Season Series: Tied 2-2
Los Angeles 111, Oklahoma City 103 (November 13)
Oklahoma City 105, Los Angeles 91 (November 21)
Los Angeles 125, Oklahoma City 117 (February 23)
Oklahoma City 107, Los Angeles 101 (April 9)

Players To Watch

Kevin Durant

Does this seem reductive to you? It probably should. Yes, I'm telling you that Oklahoma City's best player and the soon-to-be-announced Most Valuable Player of the league is going to be a key guy in this series.

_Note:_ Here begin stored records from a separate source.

PR #9691, opened 2023-04-24
[IOTDB-5812] Reduce useless create of PartialPath in auth module

SpriCoder:
Reduce useless create of PartialPath in auth module


SpriCoder:
image

Already solve the performance problem

THUMarkLau (approved):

Here's why - The Clippers do not have a soul on their roster that can guard him. Matt Barnes and Danny Granger are going to be the two that spend the most time on him, but neither have the athletic ability any longer to stick with him for 48 minutes (or even 24 minutes each). J.J. Redick is a good team defender, but doesn't have the size or the skill to deal with Durant one-on-one. Jamal Crawford would get torched. Jared Dudley has fallen out of the rotation and probably wouldn't even be a good matchup anyway. If worst comes to worst, we might even see Blake Griffin or (gulp) Hedo Turkoglu try to check Durant. There's a real possibility that Durant averages 40 per game in this series, even more so if Oklahoma City spends time playing small and Serge Ibaka is pulling DeAndre Jordan away from the basket.

The Clippers' only real hope of containing Durant is to double-team and trap him every time he comes off a screen and hope that you can win the 4-on-3 behind the play by swarming the rest of the defense towards Westbrook and praying to God that nobody on the team can knock down a three.

Blake Griffin

Again, if this seems reductive, it's because it is.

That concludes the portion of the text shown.